- Nickname: Alasi (Danube Fishermen)
- Leagues: Basketball League of Serbia
- Founded: October 1976; 49 years ago
- History: KK Dunav (1976–2017) OKK Dunav (2017–present)
- Arena: Park Hall
- Location: Stara Pazova, Serbia
- Team colors: White and Light Blue
- President: Zoran Kristić
- Head coach: Mitar Ašćerić
- Affiliation: Partizan (2021–present)
- Website: www.kkdunav.rs
| Home | Away |

= OKK Dunav =

Basketball club in Stari Banovci, Serbia

Omladinski košarkaški klub Dunav (Омладински кошаркашки клуб Дунав), commonly referred to as OKK Dunav, is a men's professional basketball club based in Stari Banovci, near Stara Pazova, Serbia. They are currently competing in the Basketball League of Serbia (KLS). The club is the league affiliate of Partizan NIS.

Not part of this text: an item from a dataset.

PR #2437, opened 2024-12-13
Pin DifferentiationInterface version

penelopeysm:
This PR pins DifferentiationInterface to < v0.6.24 to avoid Mooncake stack overflow bugs.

Nicknamed Alasi, the club was named after Danube (Дунав), a river which passes near Stari Banovci.

== History ==
The club was founded in 1976 as KK Dunav. In early 2017, Dunav got qualified for the 2017 Radivoj Korać Cup. In the Cup tournament they lost to Partizan in the quarterfinals. In March 2017, the club changed its name to OKK Dunav.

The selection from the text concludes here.